◆ **Goal of the exercise**
Given the material below, output exactly the lines from the line with "### LINKED ISSUE" to the line with "--- a/public/javascripts/Admin/src/Admin.Panorama.js", both ends included, and no other lines.

◆ **Given records**
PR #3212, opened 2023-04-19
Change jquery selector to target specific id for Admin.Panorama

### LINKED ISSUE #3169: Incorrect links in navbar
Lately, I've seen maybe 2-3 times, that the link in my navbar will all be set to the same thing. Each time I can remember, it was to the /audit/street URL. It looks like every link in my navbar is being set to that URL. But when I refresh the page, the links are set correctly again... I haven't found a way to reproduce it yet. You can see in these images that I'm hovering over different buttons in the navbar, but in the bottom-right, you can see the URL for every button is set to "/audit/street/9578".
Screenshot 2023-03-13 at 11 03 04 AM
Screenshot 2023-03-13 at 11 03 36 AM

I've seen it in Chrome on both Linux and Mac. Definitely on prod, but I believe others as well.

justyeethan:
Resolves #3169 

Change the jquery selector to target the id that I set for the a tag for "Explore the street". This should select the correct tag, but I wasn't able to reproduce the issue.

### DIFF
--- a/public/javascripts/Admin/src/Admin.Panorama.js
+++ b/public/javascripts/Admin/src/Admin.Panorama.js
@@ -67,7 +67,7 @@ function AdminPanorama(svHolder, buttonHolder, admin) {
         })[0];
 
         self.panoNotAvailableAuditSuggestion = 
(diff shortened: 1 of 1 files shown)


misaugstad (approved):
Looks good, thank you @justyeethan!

◆ **Exercise output**
### LINKED ISSUE #3169: Incorrect links in navbar
Lately, I've seen maybe 2-3 times, that the link in my navbar will all be set to the same thing. Each time I can remember, it was to the /audit/street URL. It looks like every link in my navbar is being set to that URL. But when I refresh the page, the links are set correctly again... I haven't found a way to reproduce it yet. You can see in these images that I'm hovering over different buttons in the navbar, but in the bottom-right, you can see the URL for every button is set to "/audit/street/9578".
Screenshot 2023-03-13 at 11 03 04 AM
Screenshot 2023-03-13 at 11 03 36 AM

I've seen it in Chrome on both Linux and Mac. Definitely on prod, but I believe others as well.

justyeethan:
Resolves #3169 

Change the jquery selector to target the id that I set for the a tag for "Explore the street". This should select the correct tag, but I wasn't able to reproduce the issue.

### DIFF
--- a/public/javascripts/Admin/src/Admin.Panorama.js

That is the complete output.